| What is required |
Go line by line through the listing below and copy those that hold "which".

--- Supplied material Enclosed Below ---

PR #364, opened 2020-10-22
wifi: exposing colors as variables

Aster89:
One can change the colors of the i3 bar, therefore some colors of the applets can be inappropriate (e.g. i3 color is green? Green is then not a good color to say the WiFi has 100% signal), therefore exporting the colors makes thing easier for the user. This is true in general for all applets, actually, but I'm addressing only one.

I've kept the originally hardcoded colors as the defaults for the variables I'm exposing.


da-edra (approved):
Thank you!

PR #370, opened 2020-11-22
screen-recorder: Record your desktop session to an animated GIF

karta0807913:


karta0807913:
# screen-recorder

Record your desktop session to an animated GIF.

The recorded file will be opened in the browser.





# Requirements

- `byzanz-record`,
- `x-www-browser`,
- `nohup`
- `slop`

# Usage

```ini
[screen-recorder]
interval=once
```

Aster89:
I suspect you have not recorded the gif showing your recording blocklet by using your recording blocklet, right? This seems a very useful blocklet, however!

karta0807913:
@Aster89 thank you for reply.

Let me explain this.

In command `byzanz-record`, there is a `-e` option which fork another process to execute and time. 
Then use `tail --follow name` to follow the file which will exit when file been delete.

Therefore, we can do some tricks, such as copying the script to another location to record at the same time.



```
out1.gif
```



And this one is recorded from bar.

PR #372, opened 2020-11-23
timer_and_stopwatch: export neutral background color

Aster89:
I am not using this blocklet much, but I've used it again and realized I hardcoded `#000000` (black) as the color for the neutral background.

For a while however, I've been using a non-black i3 bar, and having the background of a blocklet black is really ugly.

This commit exposes the variable `NEUTRAL_COLOR` to specify that color; it defaults to `#000000` otherwise.

As regards the other colors (for instance the colors from green to red for the timer), which can also be not ok for users who decide to give their i3 bars an "unconvetional" coloring, I think I could in the future export something like initial color, final color, and similar.

### DIFF
--- a/timer_and_stopwatch/README.md
+++ b/timer_and_stopwatch/README.md
@@ -1,8 +1,8 @@
 # timer_and_stopwatch
 
-Have a minimal timer and stopwatch blocklet. Right click to switches between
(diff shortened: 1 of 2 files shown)


da-edra (approved):
Thanks a lot for your awesome contributions @Aster89 !! 🥇 🙇‍♀️

PR #373, opened 2020-12-12
disk-io: Allow user-specified alignment

BourgondAries:
Allows the read part to be aligned by the user. Set `ALIGN=` to do so.


da-edra (approved):
Thanks!

PR #377, opened 2021-01-10
memory2: created

trobol:
Simple bar displaying memory usage.


da-edra (approved):
Thank you so much! ❤️

PR #379, opened 2021-01-13
ssid: fix for ssids with spaces

mads256h:
This fixes a problem with ssids with spaces.
If the ssid is named "My network" the script would only print "My".
I have fixed this so it now prints "My network".


da-edra (approved):
Thank you so much!

PR #382, opened 2021-01-25
Fix shebang

avitase:
Add missing / in shebang


da-edra:
Thank you! This PR closes #386

PR #384, opened 2021-01-29
Add optimus-manager block

markx3:
Hello!

In this PR we add a simple block that displays/switches the current active GPU. 

Its dependencies are:
- `optimus-manager` (so, NVIDIA laptops only).


da-edra (approved):
Thank you!

PR #387, opened 2021-03-17
usb: avoid parsing lsblk's pretty-printing

hseg:
Also pep8 code, cleanup


da-edra (approved):
Thank you so much! <3
 
I really like the approach you took to solve giant chunk of code we had in the `def parseArguments` function. Your approach is pretty nice, clean and follows the D. R. Y. Principles. 🥇

PR #390, opened 2021-03-29
rofi-calendar: add BAR_POSITION and WEEK_START variables

xinye1:
All changes are non-breaking, as default values for new variable are set. Details:

1. `BAR_POSITION` is added to make calendar visible for a bar on the top of the screen. This is done by specifying `anchor` variable for `rofi` command passed by the added variable. Possible further improvement is possibly passing a `$BAR_POSITION` variable from i3's `config` to `i3block.conf`.
2. `WEEK_START` simply takes advantage of the `--monday` and `--sunday` arguments of `cal` command.

`README.md` is updated to reflect the above.


da-edra (approved):
谢谢！😊👌🏽

PR #471, opened 2022-11-12
volume-pulseaudio: use [[ <cond> ]] instead of [ <cond> ]

Aster89:
A few lines below, `[[ <cond> ]]` is used indeed, so I think using `[ <cond> ]` was a typo.


denisse-dev (approved):
Thanks! :)

PR #473, opened 2022-11-27
brightness: Manage the label format on the label property.

junaruga:
This commit changes how to manage the label format, managing the label on the label property in the `config` file rather than managing the label format "[symbol]: " in `main.c`
It's helpful when aligning the label format with other blocklets.

You can check the modified README [here](https://github.com/junaruga/i3blocks-contrib/tree/wip/brightness-label/brightness).


ayjayt:
Hey, are you still using this?
Did you notice the infinite loop 100% CPU bug?

junaruga:
No, I am not using the i3blocks right now. I also didn't notice the bug.

PR #484, opened 2023-03-19
screenshot: catpure the screen using click

shivankgarg98:
This i3block button provides an easy way to take screenshots (snipping tool) with a single click. The captured screenshot is automatically copied to the clipboard and can also be saved in a file by clicking on an interactive notification (sent with dunstify) if enabled with the desired configurations. As snipping tools are growing popular in other OS, this lighweight simple script may proved to be a great alternative.

It adds a button to take a screenshot with Left or Right click to capture a region or complete screen respectively, and provides the functionality to save in clipboard and/or disk.
This button is very helpful and increase productivity especially when taking quick notes, documentation, sharing information using social media, or collobarating with colleagues etc.


shivankgarg98:
There is a small problem in this when creating a process in background. We will not be able to create another instance of screenshot until previous dunstify notification exits.
To fix this we can use
`command=i3-msg -q exec -- /path/to/screenshot/screenshot` butI face another problem here. The script is not taking reading input like BLOCK_BUTTON, IS_SAVE, SAVE_DIR from config. As a workaround, we can hardcode them with desired value in the screenshot script and use above command in i3blocks/config.

I created an issue regarding this - https://github.com/vivien/i3blocks/issues/470.

shivankgarg98:
Thanks to @gportay 's workaround suggestion. 
I am pleased to inform you that my snipping tool (or screenshot) utility is functioning as intended and without any issues.
I have thorough tested it and made sure ithere isn't any bug.
I am excited to contribute to the project and would be grateful if you could review my pull request and merge it if you find it satisfactory.
Happy to incorporate any feedback :)

PR #486, opened 2023-03-28
Update battery-poly to handle "Not charging" battery state

freeqaz:
My laptop, a Lenovo p15s, seems to output this state when it is fully charged. It broke the script because it hit the "raise error" case, so I am adding this here for myself and hopefully others!


Dalachowsky:
Had the same issue on my thinkpad T570. I'd suggest replacing triple `or` with single `if raw_status in ["Unknown", "Full", "Not charging"]:`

--- End of Enclosed Supplied material ---

| Exercise result |
In command `byzanz-record`, there is a `-e` option which fork another process to execute and time. 
Then use `tail --follow name` to follow the file which will exit when file been delete.
As regards the other colors (for instance the colors from green to red for the timer), which can also be not ok for users who decide to give their i3 bars an "unconvetional" coloring, I think I could in the future export something like initial color, final color, and similar.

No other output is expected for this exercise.